(EXERCISE MATERIAL Opens)

PR #3114, opened 2021-03-15
Support system pybind11

blattms:
Needs OPM/opm-common#2359

### DIFF
--- a/python/CMakeLists.txt
+++ b/python/CMakeLists.txt
@@ -1,4 +1,12 @@
-if(NOT TARGET pybind11)
+find_package(pybind11 2.2 CONFIG)
+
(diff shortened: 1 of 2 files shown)


blattms:
@akva2 Would be call if you would glimpse at this and the upstream PR. Will merge tomorrow morning.

akva2:
they both look fine. of course there is potentially lots of devils between all those details but seems you have tested it broadly.

blattms:
Thanks for looking into it.

Concerning the devils there are of course two options:
- By default use the embedded stuff and provide a switch to prefer the system versions.
- Stay with preferring the system versions, but provide one common switch to always use the embedded stuff.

(EXERCISE MATERIAL Closes)

** TASK PROMPT **
All records are to be retyped exactly. None may be omitted.

** RESPONSE AREA **
PR #3114, opened 2021-03-15
Support system pybind11

blattms:
Needs OPM/opm-common#2359

### DIFF
--- a/python/CMakeLists.txt
+++ b/python/CMakeLists.txt
@@ -1,4 +1,12 @@
-if(NOT TARGET pybind11)
+find_package(pybind11 2.2 CONFIG)
+
(diff shortened: 1 of 2 files shown)


blattms:
@akva2 Would be call if you would glimpse at this and the upstream PR. Will merge tomorrow morning.

akva2:
they both look fine. of course there is potentially lots of devils between all those details but seems you have tested it broadly.

blattms:
Thanks for looking into it.

Concerning the devils there are of course two options:
- By default use the embedded stuff and provide a switch to prefer the system versions.
- Stay with preferring the system versions, but provide one common switch to always use the embedded stuff.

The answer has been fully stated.